*INSTRUCTIONS FOR THE TASK*: Give back, word for word, the lines in the listing below from the one holding "# - management" down to the one holding "Thanks. The one", both ends included.

*DATA SHOWN*:
= = = = =
PR #727, opened 2025-05-15
Template update

jasondlee:
- Rework wording around promotes to promoted-by for clarity 
- General document clean up (normalizing line lengths, etc)

### DIFF
--- a/design-doc-template.adoc
+++ b/design-doc-template.adoc
@@ -1,19 +1,19 @@
 ---
-# Add any category for this proposal as a yaml list, e.g.
+# Add any category for this proposal as a YAML list, e.g.
 # - core
 # - management
-# if missing, add it to _data/wildfly-categories and use its id
+# If missing, add it to _data/wildfly-categories and use its id
 categories:
 # Specify the stability level of the feature.
-# Values can be one of: experimental preview community default
+# Values can be one of: experimental, preview, community, or default
 stability-level:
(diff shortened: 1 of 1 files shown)


design-doc-template.adoc
```diff
@@ -1,33 +1,38 @@
...
 feature-team:
  developer:
  sme:
   -
  outside-perspective:
   -
-# If this issue tracks the promotion to a higher stability level of a previously
-# completed feature, provide the URL of the https://github.com/wildfly/wildfly-proposals/issues
-# issue that was used to track the previous feature.
+# During initial development of a feature, this field should be left blank. If this issue tracks the promotion of a
```
bstansberry, line 24: I think 'During initial development of a feature, this field should be left blank.' should be removed. I think you mean leave it blank in the very first, non-promotion feature analysis, but 'initial development' is unclear. I'd interpret it as meaning 'early work on the promotion that this document covers' and then wonder why I'm to leave it blank. 'If this issue tracks the promotion' covers the 'leave it blank' case.

bstansberry (commented):
Thanks. The one point I commented on aside, LGTM.

design-doc-template.adoc
jasondlee: Updated.

bstansberry:
Thanks @jasondlee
= = = = =
*ANSWER TO THIS EXERCISE*:
 # - management
-# if missing, add it to _data/wildfly-categories and use its id
+# If missing, add it to _data/wildfly-categories and use its id
 categories:
 # Specify the stability level of the feature.
-# Values can be one of: experimental preview community default
+# Values can be one of: experimental, preview, community, or default
 stability-level:
(diff shortened: 1 of 1 files shown)


design-doc-template.adoc
```diff
@@ -1,33 +1,38 @@
...
 feature-team:
  developer:
  sme:
   -
  outside-perspective:
   -
-# If this issue tracks the promotion to a higher stability level of a previously
-# completed feature, provide the URL of the https://github.com/wildfly/wildfly-proposals/issues
-# issue that was used to track the previous feature.
+# During initial development of a feature, this field should be left blank. If this issue tracks the promotion of a
```
bstansberry, line 24: I think 'During initial development of a feature, this field should be left blank.' should be removed. I think you mean leave it blank in the very first, non-promotion feature analysis, but 'initial development' is unclear. I'd interpret it as meaning 'early work on the promotion that this document covers' and then wonder why I'm to leave it blank. 'If this issue tracks the promotion' covers the 'leave it blank' case.

bstansberry (commented):
Thanks. The one point I commented on aside, LGTM.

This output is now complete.